Harpoon was very good at hitting Scandinavian holiday homes.. less so the ship you aimed it at. NSM is a profoundly better missile and sinking a modern warship with good damage control is actually difficult job and unless the sea is against the crew 1 harpoon would be unlikely to do the job.. far better to have a more advanced missile that can guarantee the hit in the engineering space to create a mobility kill, get a mobility kill and the sea will likely take the ship for you.
Good news of course.
But, there’s always a but!
“In service” is classed as, installed on how many vessels? I ask as we had all the geandstanding the other year about being “at pace” and it’s barely moved, like the rest of defence.
Assume the sets for T23 are moved onto T31?
Is this not as such old news dressed up by the MOD to look like they are doing some thing? love to see when all 11 ships get it but bet its years off its a less than honest press release. Talking up some thing when really not a lot going on like every thing else in defence then. Re hashed stuff made to look new to fool the public.
Ah well what story will be re released next by the MOD?
Its a disgrace there are many more Russian ships offshore of the UK and our ships only have an outdated 4.5″ to fire at them. Quite dishonest and dangerously pathetic.
Leftie government commie ships off shore, enough said they can always used bad words as well,
The in service / out of service definitions don’t seem to mean much in this instance. Lancaster still carried Harpoon right up to her decommissioning last month, whilst Richmond was presumably carrying live NSMs throughout CSG25.

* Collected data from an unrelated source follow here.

PR #4078, opened 2022-07-13
Bump Material Design Components to v1.6.1

msasikanth:
Previously we didn't update the Material library as Material 3 spec was just introduced and there were some backward compatability issues for us. With recent version it seems much more stable and those issues were addressed. So we are updating Material library again.

But we are not switching to using Material3 or Material You. We will continue using `Theme.MaterialComponents.*` and as such all the components are themed to Material 2 specs.

### DIFF
--- a/CHANGELOG.md
+++ b/CHANGELOG.md
@@ -26,6 +26,7 @@
 - Add support for select and download in overdue search screen
 - Add support for select and share in overdue search screen
 - Show no internet connection dialog when download/share button is clicked
+- Bump Material Design Components to v1.6.1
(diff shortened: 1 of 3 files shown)


msasikanth:
* master
  * **PR #4078** <a href="https://app.graphite.dev/github/pr/simpledotorg/simple-android/4078" target="_blank">Graphite</a>  👈

This comment was auto-generated by [Graphite](https://app.graphite.dev/github/pr/simpledotorg/simple-android/4078?utm_source=stack-comment).

janhavisinghh (approved):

I imagine they decommissioned harpoon and just didn’t remove the launchers to save money
One would hope that as the T23s are being flushed down the toilet quickly they will get this on the first 3 T31s ASAP as well.. after all by the time all 11 sets are installed I suspect we will be down to about 3-4 type 23s
Well the next logical step would be a small buy of JSM for the 12x RAF F-35A.
Why just the F35A? The F35B can take JSM, just externally mounted like the Italian navy has done. With it’s standoff capability and stealthy characteristics it shouldn’t impact F35B ops much.
But it looks like UK stand off interim capability is going to be provided by purchasing StormBreaker (GBU-53/B), which can be used secondarily in a maritime role, with 70 mile range and 105lb warhead (vs 260lb for JSM), as a stopgap for F35B until SPEAR-3 becomes available, and possibly for Typhoon ahead of FC/ASW availability.
Does the Lunna House agreement cover lots of Merlins and AW149s ?
I’m assuming the same, which is why they went for 11 )5*xT31+5xT45)
11 sets of 8. Any additional? Are they looking at options to be able to uparm to 4×4 NSM for the T31s, even T45s, and for the T26s, the later for a hi-lo mix with FCASW? 2×4 is better than nothing. Just need the JSM for the P8, F35Bs and Typhoons to finish the picture.
I am guessing that the plan might be that T45 and the T31 GP frigate use all their VLS for AAW missiles and get a cannister launched anti-ship / littoral strike capability. I don’t see T45 getting Stratos. T26 has 48 cells for CAMM family missiles. In addition it has 24 Mk41 for Stratos and maybe an ASROC type weapon.
i’m at a loss, just who does the MoD think we’ll be fighting, because if it’s russia, they will need to put wheels on ships
It’s amazing how the Scandi countries can produce really good equipment and manufacturing on a budget that is far less than the UKs
Nor, Fin,Den, Swe combined ($39bn v $82bn) spend c.50% of the UKs defence budget. Even if you strip out Nuclear, we are not getting anywhere near the value these countries (or France & Italy) are getting.